BTC status plays nicely with US pharmacists’ desire to get more involved in healthcare counseling and delivery, as they already are in the UK and Europe. But it will take more than proof of age to convince FDA to confer BTC status to statins or agents for prostate, sleep, erectile, or urinary disorders.
In a BTC setting, each of these therapeutic classes will require a unique information program and, in the case of statins, testing as well. For erectile drugs, pharmacists will need to check the patient’s history for nitrate use and the possibility of over-use of erection-enhancing agents. Pharmacies earn more for generics, generally, than for branded products, notes Mahecha, “and this has been the traditional concern, for manufacturers, with going behind the counter. They fear that pharmacists will recommend a more profitable generic.”

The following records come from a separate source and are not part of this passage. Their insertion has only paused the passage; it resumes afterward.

PR #181, opened 2018-07-07
Implement tag bindings

LostKobrakai:
This allows bindings to be 1-arity functions receiving the translated text of `%{binding:translatable content}`. This would make it possible to have e.g. links being assembled around some word within a sentence without the need to break the sentence up into multiple parts, which would need to be individually assembled or directly embedding html in the translatable content.

```
# Tag bindings 
msgid = "I lived in %{wiki:Italy} for a year"
wiki = &(~s[<a href="https://en.wikipedia.org/wiki/Italy">#{&1}<a>])

assert Translator.lgettext("it", "interpolations", msgid, %{wiki: wiki}) ==
         {:ok, ~s[Ho vissuto in <a href="https://en.wikipedia.org/wiki/Italy">italia<a> per un anno]}
```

While US pharmacy associations favor pharmacist’s new roles as counselors and healthcare providers, the large chains dominating US pharmacy are primarily interested in volume. Moreover, for BTC to work in the US, apothecaries need a strategy for generating revenue from value-added diagnostic and counseling services.
At the same time, manufacturers must compete with nearly fully reimbursed Rx generic competitor products. (OTC drugs are not covered by US pharmacy plans.) Brand value looms large in Rx-to-OTC (or BTC) switches. The question for the US pharmaceutical industry is whether that value suffices to compensate all stakeholders, including patients.
Manufacturers committed to a BTC strategy will need to exploit this value and price products aggressively enough so pharmacists can profit, while simultaneously eliminating incentives to push customers toward generics. They may succeed, according to Mahecha, if they can somehow engage insurers to provide at least partial coverage for branded OTC and BTC products.